Problem details
Beginning with the first entry, print all the records exactly.

[Stored data]
PR #858, opened 2023-05-19
Revisit the secret backend integration test

cderici:
#### Description

Both changing the postgresql series to jammy (we should change all of these to use `--base` at some point) as per
https://github.com/juju/juju/pull/15616, and also increasing the timeout appears to be turning this test from timeout to green in local setup, we should see a similar effect on the CI as well.

#### QA Steps

The `test_secrets_backend_lifecycle` should be passing in the CI without timing out🤞 

It can be run manually for local setup on lxd as  well:

```
tox -e integration -- tests/integration/test_controller.py::test_secrets_backend_lifecycle
```

Other tests using the postgresql are also revisited for consistency:

```
tox -e integration -- tests/integration/test_model.py::test_deploy_from_ch_channel_revision_success
```

```
 tox -e integration -- tests/integration/test_model.py::test_add_and_list_storage
```


juanmanuel-tirado:
For consistency purposes, we should revisit all the `postgresql` charms we're using. There is another one in the `test_add_and_list_storage` test.

Again it looks like there are some issues with persistency and GitHub machinery. The failing tests works in my local environment. I will rerun just in case.

juanmanuel-tirado (approved):
R2GO

PR #873, opened 2023-06-05
Update readme and add some docstrings for functions

cderici:
#### Description

Small change that updates the example in the readme and adds some docstrings for `model.py` and `bundle.py`.

#### QA Steps

No change in any functionality, so no QA is needed. Just some proof read, maybe.


juanmanuel-tirado (approved):
LG2M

Answer below
PR #858, opened 2023-05-19
Revisit the secret backend integration test

cderici:
#### Description

Both changing the postgresql series to jammy (we should change all of these to use `--base` at some point) as per
https://github.com/juju/juju/pull/15616, and also increasing the timeout appears to be turning this test from timeout to green in local setup, we should see a similar effect on the CI as well.

#### QA Steps

The `test_secrets_backend_lifecycle` should be passing in the CI without timing out🤞 

It can be run manually for local setup on lxd as  well:

```
tox -e integration -- tests/integration/test_controller.py::test_secrets_backend_lifecycle
```

Other tests using the postgresql are also revisited for consistency:

```
tox -e integration -- tests/integration/test_model.py::test_deploy_from_ch_channel_revision_success
```

```
 tox -e integration -- tests/integration/test_model.py::test_add_and_list_storage
```


juanmanuel-tirado:
For consistency purposes, we should revisit all the `postgresql` charms we're using. There is another one in the `test_add_and_list_storage` test.

Again it looks like there are some issues with persistency and GitHub machinery. The failing tests works in my local environment. I will rerun just in case.

juanmanuel-tirado (approved):
R2GO

PR #873, opened 2023-06-05
Update readme and add some docstrings for functions

cderici:
#### Description

Small change that updates the example in the readme and adds some docstrings for `model.py` and `bundle.py`.

#### QA Steps

No change in any functionality, so no QA is needed. Just some proof read, maybe.


juanmanuel-tirado (approved):
LG2M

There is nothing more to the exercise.